More fool me for not looking closely enough to see that you were writing native assembly, not IL assembly, and jumping to completely invalid conclusions. My apologies for being so careless presumptuous as to think you didn't know what you were saying.

Lost User

No problem :)

Lost User

I experimented a bit - the triple loads do not happen when Float3 is a class. The code then becomes:

movss xmm5,dword ptr [rax+8]
movaps xmm1,xmm5
mulss xmm1,xmm5
movss xmm4,dword ptr [rax+0Ch]
movaps xmm0,xmm4
mulss xmm0,xmm4
addss xmm1,xmm0
movss xmm3,dword ptr [rax+10h]
movss xmm0,xmm3
mulss xmm0,xmm3
addss xmm1,xmm0
cvtss2sd xmm0,xmm1
sqrtsd xmm1,xmm0
cvtsd2ss xmm2,xmm1
movss xmm8,dword ptr [00000128h]
divss xmm8,xmm2
movss xmm7,xmm8
mulss xmm7,xmm5
movss xmm6,xmm8
mulss xmm6,xmm4
mulss xmm8,xmm3

However, in total the code gets a bit slower.

Earl Truss

I, for one, am surprised that anyone still talks about doing anything with assembler these days.

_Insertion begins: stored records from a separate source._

PR #142, opened 2019-06-14
Adds 3 parameters to unpivot: remove, field_name, value_name

remigabillet:
This makes `dbt_utils.unpivot` a bit more like `pandas.melt` by adding the ability :
- to name the resulting columns
- to remove some columns from the operation

### DIFF
--- a/README.md
+++ b/README.md
@@ -337,7 +337,7 @@ This macro "un-pivots" a table from wide format to long format. Functionality is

Too many programmers I run into don't even know how to do arithmetic in hex or octal without a calculator.

Lost User

Well thanks, I've done something like this before though - multiple times actually :) But this time it was better (and longer)

Cesar de Souza

It would be interesting if you could write an article about this - I am already giving it a five ;P

Interested in Machine Learning in .NET? Check my article about Support Vector Machines in C# in Handwriting Recognition Revisited: Kernel Support Vector Machines using the Accord.NET Framework.

Lost User

Alright, but it'll likely take a while, as I'm still working on an other article .. although maybe I'll do this one first. I don't know yet. Also I'll have a little less time now because University starts again tomorrow..

Mike Marynowski

The output from his Asm class is dynamically generated native code. He marshals a delegate that points into his native method and calls it. He posted a brief description of his Asm class some posts up.